群馬・吾妻郡がパナソニックと実現した低コストの“防災対策リニューアル”、現地見学会レポート:BCP(2/5 ページ)
世界的な気候変動の影響により、このところ日本各地で、豪雨や台風による自然災害が頻発している。そのため、避難所の拡充などの防災対策には、各自治体でも重点施策の一つと目されている。一方でメーカーサイドでもソリューション開発には余念が無く、とくにパナソニックでは、パナソニック ライフソリューションズ社を中心に太陽光パネルと蓄電池、LPガスを組み合わせ、非常時でも効率的にエネルギーを提供できるシステムを地方自治体向けに提案している。その一例として、群馬県吾妻郡での公共施設リニューアルの実例を現地レポートとしてお届けする。
■東吾妻町:役場庁舎/コンベンションホール
東吾妻町は、八ッ場(やんば)ダムの東側にある標高350メートルほどの山あいの町。NHK大河ドラマの主人公・真田幸村が幼少期を過ごした地「岩櫃(いわびつ)」として知られ、町では観光産業に力を入れている。
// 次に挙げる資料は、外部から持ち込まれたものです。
PR #176, opened 2026-08-02
feat(collaboration): @mentions in alert comments

SoulKyu:
## Summary

Implements #164: `@username` mentions in alert comments, so a comment addressed to a teammate actually reaches them instead of depending on them opening that specific alert.

- **Detection**: `mentionsUsername()` in `activity_handlers.go` does a case-insensitive match on `@username` with a word-boundary check, so `@bob` doesn't fire for `@bobby`. A new `mentionsOnly=true` flag on `GET /api/v1/dashboard/activity` narrows the feed to comments mentioning the requesting session's user, excluding their own comments (self-mentions never notify the author).
- **Highlighting**: `static/js/mention_text.js` is a pure, HTML-escaping renderer that wraps `@tokens` in a highlight span, with a distinct style for the mention addressed to the viewer. Wired into both comment UIs — the main dashboard modal (`modal_components.templ`) and the statistics resolved-alert modal (`alert_modal_shared.templ`) — via `x-html`.
- **Mentions badge**: `PageNavigator.templ` gets a self-contained `mentionsWatcher()` Alpine component (present on every page that renders the nav) that polls the mentions feed every 30s, shows an unseen-count badge next to the Activity tab, and deep-links to `/activity?mentions=1` on click (which also marks mentions as seen). A separate "notified" watermark, defaulted to "now" on first run, drives a one-time browser notification per new mention via a new `NotificationService.showMentionNotification()` — deliberately bypassing the existing severity/filter-preset scoping, since a mention is a direct ask from a teammate, not a fired alert.
- **Activity page**: a `Mentions` toggle plus `?mentions=1` deep-link support in `Activity.templ`.

## Scope cut

Ships **without** `@`-autocomplete in the comment box, and without the `/api/v1/users/mentionable` endpoint the issue proposed to feed it — the issue explicitly allows this fallback ("If that proves contentious, ship phase 1 without autocomplete"), and free-text `@name` still works end to end for detection, highlighting, badge and notification. Adding an endpoint with no caller would be dead code.

## Testing

- `go build ./...`, `go vet ./...`, `go test ./internal/webui/...` — all pass (188 tests).
- `node --test internal/webui/static/js/mention_text.test.js` — 5 new tests covering escaping, highlighting, case-insensitivity and self-mention styling.
- New `TestMentionsUsername` in `activity_handlers_test.go` covers case-insensitivity, the `@bob`-vs-`@bobby` boundary case, and trailing punctuation.

## Test plan

[...]

PR #179, opened 2026-08-02
spec(webui): plan fix for fabricated /profile data and broken Copy-ID button

### LINKED ISSUE #177: fix(webui): profile page renders fabricated account/session data and its Copy-ID button copies a literal template string
## Problem

The `/profile` page (linked from the dashboard user menu, `NewDashboard.templ:324`) presents invented data as fact and ships a broken button:

1. **Fabricated account/session data** — `internal/webui/handlers/profile_handlers.go:45-52` hardcodes every date it renders:
   - `CreatedAt: time.Now().AddDate(0, -3, -15)` → "Member Since" is always *3.5 months ago*, for every user, forever.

東吾妻町の役場庁舎は、城郭を思わせるユニークな外観をしている。1996年に建てられた町営の温泉センターを2016年に転用したためだ。
その後、2019年本庁舎の機器を更新する際にパナソニックのシステムが採用された。役場庁舎とコンベンションホールには、20kWの太陽光発電システム、44.8kWhの蓄電池、6系統のガス空調設備、約460台のLED照明、クラウドを介してエネルギー消費量を見える化するEMSなどを設置。災害時に備え、スマートフォン換算で700台が同時に充電可能な能力を持つ災害用コンセント(1750W)も用意している。
システム導入による年間電力使用量の削減目標は、約36万kWhから約24万kWhを設定。エネルギーコスト(電力、LPG、灯油)は、約1000万円から約900万円への低減を目指し、CO2は約110トンのカットとする。
先に触れたように、役場庁舎はもともと温泉施設だった建物を役場に転用している。そのためか、デッドスペース的な空間も存在したが、今回のリニューアルでは、そのスペースを蓄電池の設置場所として活用した
役場庁舎のシステムでも、非常時には太陽光によって蓄えた電力を蓄電池から取り出し、照明やコンセントへ給電。LPガスによる発電も可能となっている。